Stealing Wages, not Sustainable

Capitalism is thievery, even by its own laws, but some lowlife bosses are not satisfied with the ill-gotten gains and unfair advantages that the law already provides. No, some bosses not only exploit their workers, filling their baskets with the majority of the fruit that a worker produces, they also coerce or trick workers into working hours for free or accepting less than the already woefully inadequate minimum wage.

This wage thievery hurts “honest” and “hard working” small business owners as well, by giving an unfair advantage to the lowlife pick pockets who take money from their workers’ paychecks.  The thieves can lower their “operating expenses” and undercut their honest competitors. So “honest” bosses are getting screwed too while lowlife bosses can thrive.

Any business which doesn’t a pay living wage has no right to exist. They are a detriment to society.
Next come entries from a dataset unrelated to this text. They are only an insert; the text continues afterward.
PR #3098, opened 2020-08-25
[RAPPS] improve when to call  ConInitStdStreams

kernelbin:
## Purpose

trivial improvement about when to call ConInitStdStreams

### DIFF
--- a/base/applications/rapps/unattended.cpp
+++ b/base/applications/rapps/unattended.cpp
@@ -274,6 +274,8 @@ BOOL ParseCmdAndExecute(LPWSTR lpCmdLine, BOOL bIsFirstLaunch, int nCmdShow)
 
         if (hMutex)
             CloseHandle(hMutex);
+
+        return TRUE;
     }
     else if (MatchCmdOption(argv[1], CMD_KEY_INSTALL))
     {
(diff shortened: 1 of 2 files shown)


HBelusca:
Hmmm....
Wouldn't it be possible to have some "cmd_main" or "console_main" (whatever...) function that is called when RAPPS in text(command)-mode is triggered, that would do this ConInit thing once ?

kernelbin:
> Hmmm....
> Wouldn't it be possible to have some "cmd_main" or "console_main" (whatever...) function that is called when RAPPS in text(command)-mode is triggered, that would do this ConInit thing once ?

Not until we parsed the cmdline did we know it's going to start in CLI or not🤣
so having a ```console_main``` or whatever means I need to parse cmdline twice, or passing a lot of information retrieved from cmdline to ```console_main``` ...
It's possible but IMO it's possibly worse than current desing🤣

base/applications/rapps/unattended.cpp
```diff
@@ -283,18 +283,22 @@ BOOL ParseCmdAndExecute(LPWSTR lpCmdLine, BOOL bIsFirstLaunch, int nCmdShow)
     }
     else if (MatchCmdOption(argv[1], CMD_KEY_FIND))
```
learn-more, line 284:
```suggestion
    ConInitStdStreams();
    if (MatchCmdOption(argv[1], CMD_KEY_FIND))
```
You'd also need to add a return in the first if() case

learn-more: then you can remove the init from all

PR #3099, opened 2020-08-26
[SHELLEXT] Trivial cleanup by removing unused/unnecessary command lines from localization files (.rc) 

KyleKatarn31:
## Purpose

- ShellExt .rc file contain command line elements which are neither a good design solution, nor language-dependant nor even used in the code at all.

## Proposed changes

- removal of these unused elements


learn-more:
This is done for compatibility with 2k3, which also has this.

KyleKatarn31:
What kind of compatibility if strings are not used ?

PR #4219, opened 2021-12-29
[SETUPAPI] Fix SetupInstallServicesFromInfSectionExW returning TRUE even if the Section was not found

vicmarcal:
- A section has to be found in order to return TRUE.
- It  was returning true even if the section was not found.

## Purpose

This patch is a slim version  created by @ThFabba based on my patch in 
JIRA issue: [CORE-9398](https://jira.reactos.org/browse/CORE-9398)

## Proposed changes

SetupInstallServicesFromInfSectionExW is returning TRUE in current Master even if the section can't be found by SetupFindFirstLineW. Add a flag to control the section name has been found and check against it.

### DIFF
--- a/dll/win32/setupapi/install.c
+++ b/dll/win32/setupapi/install.c
@@ -2,7 +2,7 @@
  * Setupapi install routines
  *
  * Copyright 2002 Alexandre Julliard for CodeWeavers
- *           2005-2006 Hervé Poussineau (hpoussin@reactos.org)
+ *           2005-2006 Hervï¿½ Poussineau (hpoussin@reactos.org)
  *
  * This library is free software; you can redistribute it and/or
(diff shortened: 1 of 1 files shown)


dll/win32/setupapi/install.c
```diff
@@ -2,7 +2,7 @@
  * Setupapi install routines
  *
  * Copyright 2002 Alexandre Julliard for CodeWeavers
- *           2005-2006 Herv� Poussineau (hpoussin@reactos.org)
+ *           2005-2006 Herv� Poussineau (hpoussin@reactos.org)
```
learn-more, line 5: oops?

vicmarcal: Thanks Fixed!

PR #4223, opened 2021-12-30
[PSDK][SHELL32][SHELLEXT] Add SHCreateFileExtractIconW() to the PSDK headers, and SAL-annotate it.

HBelusca:
Note that even if the MS PSDK and MSDN documents an hypothetical
ANSI version SHCreateFileExtractIconA(), this one never existed
exported in any Windows version!

### DIFF
--- a/sdk/include/psdk/shlobj.h
+++ b/sdk/include/psdk/shlobj.h
@@ -2092,6 +2092,28 @@ SHBindToParent(
   _Outptr_opt_ PCUITEMID_CHILD *ppidlLast);
 
 /****************************************************************************
+ * SHCreateFileExtractIcon API
+ */
+#if (NTDDI_VERSION >= NTDDI_WINXP)
+
+// NOTE: Even if documented on MSDN, the SHCreateFileExtractIconA()
+// ANSI function never existed on Windows!
+
+HRESULT
+WINAPI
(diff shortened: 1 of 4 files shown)


HBelusca:
Cc @StartForKillerMC too.

sdk/include/psdk/shlobj.h
```diff
@@ -2091,6 +2091,36 @@ SHBindToParent(
   _Outptr_ LPVOID *ppv,
   _Outptr_opt_ PCUITEMID_CHILD *ppidlLast);
 
+/****************************************************************************
+ * SHCreateFileExtractIcon API
+ */
+#if (NTDDI_VERSION >= NTDDI_WINXP)
+
+#if 0 // NOTE: Even if documented on MSDN, the ANSI function never existed on Windows!
```
learn-more, line 2099: The just don't include it?

HBelusca: OK I will just leave the comment (as documentation so that if someone compares with MSDN or PSDK and sees the ansi version, (s)he shouldn't be surprised it doesn't exist in our header).

HBelusca: Fixed.

learn-more (approved):

PR #4229, opened 2021-12-31
Refactor Cloud Workspace support to support Codespaces and VS Remote for Containers

sr229:
## Purpose

Currently, ROS only supports Gitpod workspaces. This brings the support level of what we have from Gitpod to GitHub Codespaces and VS Remote for Containers as well as making the configuration platform-agnostic, giving contributors the choice between Codespaces and Gitpod.

## Proposed changes

- Add workspace extension recommendations for local, GH Codespaces, and Gitpod workspaces.
- Launch, settings, and Tasks has been redone to be more vendor-neutral, as both Gitpod and Codespaces reads from `.vscode` nowadays.
- Introduced a Codespace-specific Dockerfile that mirrors the Gitpod version but remains functionally similar.


learn-more (changes requested):
By adding .vscode files here, and removing it from the .gitignore list, you are forcing everyone to have the same .vscode configuration,
and you are breaking existing configurations from everyone.

sr229:
> By adding .vscode files here, and removing it from the .gitignore list, you are forcing everyone to have the same .vscode configuration, and you are breaking existing configurations from everyone.

The compromise was necessary however, since Gitpod nowadays uses VSCode as the default experience, so there's no point in using `.theia`, when even Theia itself reads from `.vscode` too. If you have your own configuration, I think it's sufficient to say that you can always unstage the change yourself, so you don't commit it.

.vscode/settings.json
```diff
@@ -0,0 +1,10 @@
+{
```
wjk, line 1: Perhaps rename this file to `settings.json.example`?

HBelusca:
This PR may need to be revisited (as of March 2026), because: gitpod became Ona; the Unix RosBE being used is outdated compared to what is currently required to build ReactOS, etc.
Cc @learn-more @zefklop

PR #4239, opened 2022-01-03
[WINDOWSCODECS] Add converter for WICPixelFormat32bppRGBA

thc13:
## Purpose

This fixes CORE-15708 "PdfSam 3.3.5 setup can not decode bmp"
https://jira.reactos.org/browse/CORE-15708

Wine does not have this issue, but it did not have it back when last sync to
WineStaging-4.18 was done. This commit is as near as possible to actual
wine-7.0-rc3 version. This wine code uses reverse_bgr8 instead of own
convert_rgba_to_bgra, but it leads to wrong colors.

JIRA issue: [CORE-15708](https://jira.reactos.org/browse/CORE-15708)

## Proposed changes

- Add converter for WICPixelFormat32bppRGBA

### DIFF
--- a/dll/win32/windowscodecs/converter.c
+++ b/dll/win32/windowscodecs/converter.c
@@ -722,6 +722,15 @@ static HRESULT copypixels_to_32bppBGRA(struct FormatConverter *This, const WICRe
                     pbBuffer[cbStride*y+4*x+3] = 0xff;
         }
         return S_OK;
+    case format_32bppRGBA:
+        if (prc)
+        {
+            HRESULT res;
+            res = IWICBitmapSource_CopyPixels(This->source, prc, cbStride, cbBufferSize, pbBuffer);
+            if (FAILED(res)) return res;
+            convert_rgba_to_bgra(4, pbBuffer, prc->Width, prc->Height, cbStride);
+        }
+        return S_OK;
     case format_32bppBGRA:
         if (prc)
             return IWICBitmapSource_CopyPixels(This->source, prc, cbStride, cbBufferSize, pbBuffer);
@@ -859,6 +868,7 @@ static HRESULT copypixels_to_32bppBGRA(struct FormatConverter *This, const WICRe
         }
         return S_OK;
     default:
+        FIXME("Unimplemented conversion path!\n");
         return WINCODEC_ERR_UNSUPPORTEDOPERATION;
     }
 }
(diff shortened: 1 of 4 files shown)


dll/win32/windowscodecs/main.c
```diff
@@ -228,6 +228,28 @@ void reverse_bgr8(UINT bytesperpixel, LPBYTE bits, UINT width, UINT height, INT
...
+    {
+        pixel = bits + stride * y;
+
+        for (x=0; x<width; x++)
+        {
+            temp = pixel[3];
+            pixel[3] = pixel[0];
+            pixel[0] = pixel[1];
+            pixel[1] = pixel[2];
+//            pixel[2] = pixel[3];
```
SergeGautherie, line 246: Remove this comment line.

dll/win32/windowscodecs/converter.c
```diff
@@ -859,6 +868,7 @@ static HRESULT copypixels_to_32bppBGRA(struct FormatConverter *This, const WICRe
         }
         return S_OK;
     default:
+        FIXME("Unimplemented conversion path!\n");
```
SergeGautherie, line 871: Add `source_format`.

thc13: This is a take over from wine. So i would prefer to keep it.

dll/win32/windowscodecs/main.c
thc13: I can if need, no big deal, but it is a better reminder then writing a ton of words to see what was done and why temp had to be used. I screwed up the conversion, because at first attempt i did not take into account that i need temp and order is also important. But if others recommend it too, i will do a new commit.

dll/win32/windowscodecs/converter.c
SergeGautherie: I understand.
NiceToHave: Improve Wine first and/or use `#ifndef __REACTOS__`?

dll/win32/windowscodecs/main.c
learn-more: The code is fairly obvious in this regard, the commented line seems more like a testing leftover now.

thc13: Done

dll/win32/windowscodecs/converter.c
thc13: Keeping it is better i think. Similar problems like this will be visible in log files in future, not only while testing apps. This should pinpoint us to missing feature.

SergeGautherie: > pinpoint

Isn't that exactly why adding `source_format` value would be useful?

learn-more (approved):

PR #4241, opened 2022-01-03
[XDK] MmBadPointer: Exists on NT6+ only

SergeGautherie:
Add an `#ifdef`, plus a comment.

JIRA issue: [CORE-15443](https://jira.reactos.org/browse/CORE-15443)


ThFabba:
Negative, this contradicts what's in Microsoft's headers.

PR #4244, opened 2022-01-04
[CMAKE] Only warn about base addresses for release builds

ThFabba:
## Purpose

Let's not bother people with pointless warnings -- let's regenerate base addresses right before each release branch cut, then the warning actually has meaning.

JIRA issue: [CORE-17968](https://jira.reactos.org/browse/CORE-17968)


JoachimHenze:
No, please do not mute!
I am fine with your proposal of recreating each time before the branching though.
**But that does not require us to mute the warning!**
The question to clarify is who will be the responsible person to regen each time. (I cannot as I don't have any python.)
But I could request/remember each time, if someone who is willing to take that responsibility.

ThFabba:
The reason to mute the warning is to stop wasting developer time due to people complaining about the warnings. There is no reason to be bothered by these warnings, it's a waste of time to regenerate base addresses all the time.

HBelusca:
LGTM for me, but OK 😂

JoachimHenze:
Well we should have all those addresses for each release we aim to, and it should be created before the branching.
The real question is: Who will do it?

PR #4245, opened 2022-01-04
[GDI32] Don't make pointless copies of bitmap buffers.

ThFabba:


win32ss/gdi/gdi32/objects/bitmap.c
```diff
@@ -767,14 +742,12 @@ SetDIBitsToDevice(
      pConvertedInfo->bmiHeader.biCompression  == BI_PNG )) )*/
     {
         LinesCopied = NtGdiSetDIBitsToDeviceInternal(hdc, XDest, YDest, Width, Height, XSrc, YSrc,
-            StartScan, ScanLines, (LPBYTE) pvSafeBits, (LPBITMAPINFO) pConvertedInfo, ColorUse,
+            StartScan, ScanLines, (LPBYTE) Bits, (LPBITMAPINFO) pConvertedInfo, ColorUse,
```
learn-more, line 745: `NtGdiSetDIBitsToDeviceInternal->GreCreateBitmapEx->DecompressBitmap` does access this under SEH,
but it never propagates an error so it will continue on uninitialized data afterwards, is that expected behavior?

ThFabba: Uh, yeah that whole code path seems off. If the bitmap is not compressed, the UM pointer is directly saved to the surface object, it seems; if they're compressed then we go through this code path, but I think we go through this one first:  https://github.com/reactos/reactos/blob/master/win32ss/gdi/eng/surface.c#L265-L275 -- which means the destination buffer is zero-initialized. So at least that `DecompressBitmap` aspect should be safe (no idea whether it's correct, though).

HBelusca, line 745: Note: the cast in front of `pConvertedInfo` shouldn't be necessary, as it is already of the correct type.

win32ss/gdi/gdi32/objects/bitmap.c
```diff
@@ -731,29 +729,6 @@ SetDIBitsToDevice(
 
     cjBmpScanSize = DIB_BitmapMaxBitsSize((LPBITMAPINFO) lpbmi, ScanLines);
 
-    pvSafeBits = RtlAllocateHeap(GetProcessHeap(), 0, cjBmpScanSize);
```
HBelusca, line 734: This sort of reallocation + copy might be needed only if the Bits pointer is not DWORD-aligned....

win32ss/gdi/gdi32/objects/bitmap.c
```diff
@@ -731,29 +729,6 @@ SetDIBitsToDevice(
...
-            // space.....
-            DPRINT1("SetDIBitsToDevice fail to read BitMapInfo: %p or Bits: %p & Size: %u\n",
-                pConvertedInfo, Bits, cjBmpScanSize);
-        }
-        DPRINT("SetDIBitsToDevice Allocate Bits %u!!!\n", cjBmpScanSize);
-    }
-
     if (!GdiGetHandleUserData(hdc, GDI_OBJECT_TYPE_DC, (PVOID) & pDc_Attr))
     {
         SetLastError(ERROR_INVALID_PARAMETER);
```
HBelusca, line 734: This failure code path is leaking the allocated `pConvertedInfo` (and was leaking previously the `pvSafeBits` as well).
Other code above did, instead of the `return 0;` the following:
```c
    LinesCopied = 0;
    goto Exit;
```

win32ss/gdi/gdi32/objects/bitmap.c
```diff
@@ -839,32 +810,6 @@ StretchDIBits(
...
-                DPRINT1("StretchDIBits fail to read BitMapInfo: %p or Bits: %p & Size: %u\n",
-                    pConvertedInfo, lpBits, cjBmpScanSize);
-            }
-            DPRINT("StretchDIBits Allocate Bits %u!!!\n", cjBmpScanSize);
-        }
-    }
-
     if (!GdiGetHandleUserData(hdc, GDI_OBJECT_TYPE_DC, (PVOID) & pDc_Attr))
     {
         SetLastError(ERROR_INVALID_PARAMETER);
```
HBelusca, line 815: Same comment as above regarding leakage of allocated stuff.

win32ss/gdi/gdi32/objects/bitmap.c
```diff
@@ -839,32 +810,6 @@ StretchDIBits(
 
     cjBmpScanSize = GdiGetBitmapBitsSize((BITMAPINFO *) pConvertedInfo);
 
-    if (lpBits)
```
HBelusca, line 842: Similar comment to above: This might still need the reallocation if `lpBits` is not DWORD-aligned.

win32ss/gdi/gdi32/objects/bitmap.c
ThFabba: Yep, except our NtGdiSetDIBits doesn't require alignment, either.

HBelusca: *our*, perhaps... but then what would happen if you put our gdi32.dll with MS' win32k.sys? :trollface:

PR #4248, opened 2022-01-04
[NTUSER] Plan B: UserDereferenceObject in ExitThreadCallback

katahiromz:
## Purpose

## Proposed changes

- Call `UserDereferenceObject` function in `ExitThreadCallback` function to release the default IMC of the thread.

## TODO

- [ ] Do tests.

### DIFF
--- a/win32ss/user/ntuser/main.c
+++ b/win32ss/user/ntuser/main.c
@@ -811,6 +811,12 @@ ExitThreadCallback(PETHREAD Thread)
     if (ptiCurrent->KeyboardLayout)
         UserDereferenceObject(ptiCurrent->KeyboardLayout);
 
+    if (ptiCurrent->spDefaultImc)
+    {
+        UserDereferenceObject(ptiCurrent->spDefaultImc);
+        ptiCurrent->spDefaultImc = NULL;
+    }
+
     if (gptiForeground == ptiCurrent)
     {
 //       IntNotifyWinEvent(EVENT_OBJECT_FOCUS, NULL, OBJID_CLIENT, CHILDID_SELF, 0);


win32ss/user/ntuser/main.c
```diff
@@ -815,6 +815,12 @@ ExitThreadCallback(PETHREAD Thread)
     if (ptiCurrent->KeyboardLayout)
         UserDereferenceObject(ptiCurrent->KeyboardLayout);
 
+    if (ptiCurrent->spDefaultImc)
+    {
+        UserDereferenceObject(ptiCurrent->spDefaultImc);
+        ptiCurrent->spDefaultImc = NULL;
+    }
```
binarymaster, line 822: I think this way it will be dereferenced only a single time, am I right? :thinking:

katahiromz:
1. Use Plan A and Don't use Plan B.
2. Don't use Plan A but use Plan B.
3. Use both Plan A and B.
4. Something is wrong in Plan B.

binarymaster:
Plan A seems to be enough, at least for me.

katahiromz:
We won't release the default IMC at thread exit?

binarymaster:
Hm actually I'm not sure, maybe you're right and we need both A and B.

I don't have much knowledge in this area.

ThFabba:
As-is, the default IMC will be released on process exit when the handle table is cleared out. So releasing it on thread exit (which is earlier) makes sense.
I _think_ this UserDereferenceObject call will remove the handle table entry, and therefore prevent a double free on process exit... right?

win32ss/user/ntuser/main.c
```diff
@@ -815,6 +815,12 @@ ExitThreadCallback(PETHREAD Thread)
     if (ptiCurrent->KeyboardLayout)
         UserDereferenceObject(ptiCurrent->KeyboardLayout);
 
+    if (ptiCurrent->spDefaultImc)
+    {
+        UserDereferenceObject(ptiCurrent->spDefaultImc);
```
SergeGautherie, line 820: As object deref already happened, would it be possible/more_explicit/cleaner to close the (internal) handle instead?

SergeGautherie (commented):
I assume 'Use both Plan A and B' is wanted.

win32ss/user/ntuser/main.c
HBelusca: As can be seen from the (currently failing) tests, doing that extra dereference is unnecessary since the object is actually already destroyed.
```
*** Assertion failed: ObjHead->cLockObj < 0x10000
***   Source File: /win32ss/user/ntuser/object.c, line 615
```

katahiromz:
```txt
*** Assertion failed: ObjHead->cLockObj < 0x10000
***   Source File: /win32ss/user/ntuser/object.c, line 615
Break repeatedly, break Once, Ignore, terminate Process or terminate Thread (boipt)? 
kdb:>
```
Something is wrong. Closed.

But bosses who run businesses and steal from their workers already meager earnings are criminals and should be put in jail. And I don’t mean Club Fed type country clubs.  Lets’ take a page Lisbeth Salander and tattoo “this asshole steals wages from poor workers” across their chest and back and maybe on their foreheads too. Wage stealing bosses live in the same hole as pedaphiles, along with scabs and Pinkertons and Eric Prince.


There is no doubt that all wage labor is wage slavery under the menace of capitalism, but since we still have a fair amount of work to do before we are ready to challenge the rulers for control of society, bills like NJ Senate bill S1790 and Assembly bill A2903 are a baby step and offer workers some cheesecloth like armor of protection.  We reiterate the best way to fight for workers’ rights is to organize in the workplace and at the point of production. Building egalitarian structures in an IWW rank and file union is the real hope for change.  But if this proposed wage theft law in NJ can relieve some of the suffering of so many mostly low wage workers than we support it and call on the legislature to pass it immediately.

Wage theft, in the US, is a huge criminal enterprise.  The Economic Policy Institute estimates that the wage theft that revolves around the minimum wage alone is $15 billion a year. That’s more than “shoplifting” and if bosses paid a living wage “shoplifting” would most likely be even less of a problem.

,All threads connect in the fabric of capitalist oppression, and when we pull one, wage theft, we find that it is tied to another, low wages.  Laws that regulate the level of theft tolerated are not a bad thing, but we need to rid ourselves of exploitative social relations entirely. All we need is the strategy and the movement to start to make it happen.